The harness runs model generation over selected task suites, optionally executes generated code in a controlled environment, and computes pass@k estimates from multiple samples per problem. It supports generation-only workflows, Docker-based safe execution for multi-language benchmarks, instruction-tuned prompts, and configurable sampling/quantization settings.
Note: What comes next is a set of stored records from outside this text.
PR #804, opened 2024-04-13
fix(langchain): use chain names if exist

nirga:

### DIFF
--- a/packages/opentelemetry-instrumentation-langchain/opentelemetry/instrumentation/langchain/task_wrapper.py
+++ b/packages/opentelemetry-instrumentation-langchain/opentelemetry/instrumentation/langchain/task_wrapper.py
@@ -16,12 +16,10 @@ def task_wrapper(tracer, to_wrap, wrapped, instance, args, kwargs):
     if instance.__class__.__name__ in ("AgentExecutor"):
         return wrapped(*args, **kwargs)
 
-    if hasattr(instance, "name") and instance.name:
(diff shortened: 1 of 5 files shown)


packages/opentelemetry-instrumentation-langchain/opentelemetry/instrumentation/langchain/task_wrapper.py
```diff
@@ -16,12 +16,10 @@ def task_wrapper(tracer, to_wrap, wrapped, instance, args, kwargs):
...
         return wrapped(*args, **kwargs)
 
-    if hasattr(instance, "name") and instance.name:
-        name = f"{to_wrap.get('span_name')}.{instance.name.lower()}"
-    elif to_wrap.get("span_name"):
-        name = to_wrap.get("span_name")
-    else:
-        name = f"langchain.task.{instance.__class__.__name__}"
+    config = args[1] if len(args) > 1 else {}
+    run_name = config.get("run_name") or instance.get_name()
```
galkleinman, line 20: worth failsafing `instance.get_name()` maybe? i mean, checking whether it exists before accessing it.

galkleinman (approved):

packages/opentelemetry-instrumentation-langchain/opentelemetry/instrumentation/langchain/task_wrapper.py
nirga: Will do with #748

Outputs are JSON metric files plus saved generations for further analysis.

When to use it

Benchmarking code-generation models for research or model selection
Measuring functional correctness with pass@k on Python and 18 other languages
Comparing models across HumanEval, MBPP, MultiPL-E, APPS, DS-1000, etc.
Testing instruction-tuned or chat-style code models with special tokens
Running multi-language evaluations safely using generation-only + Docker

Best practices

Use n_samples >= 200 for stable pass@k estimates, especially pass@1/10/100
Set allow_code_execution only in controlled environments; use Docker for multi-language runs
Keep consistent temperature and max_length_generation across model comparisons
Save generations to reproduce results and separate generation from execution when needed
Use 4-bit/8-bit loading to reduce memory footprint and avoid OOM on large models

Example use cases

Evaluate starcoder2-7b on HumanEval with 200 samples to report pass@1/10/100
Generate solutions for MultiPL-E on host, then evaluate executions inside the provided Docker image
Compare three models (StarCoder, CodeLlama, DeepSeek) across HumanEval and MBPP and export a results table
Test instruction-tuned models with instruct-humaneval and custom instruction tokens
Run APPS or DS-1000 for large-scale benchmarking of competition or data-science tasks

FAQ

How do I get stable pass@k numbers?

Use n_samples around 200, fix temperature across runs, and ensure accurate task names and max_length_generation settings.

How can I avoid code execution risks?

Generate outputs on host with --generation_only and evaluate inside the official Docker image to isolate execution.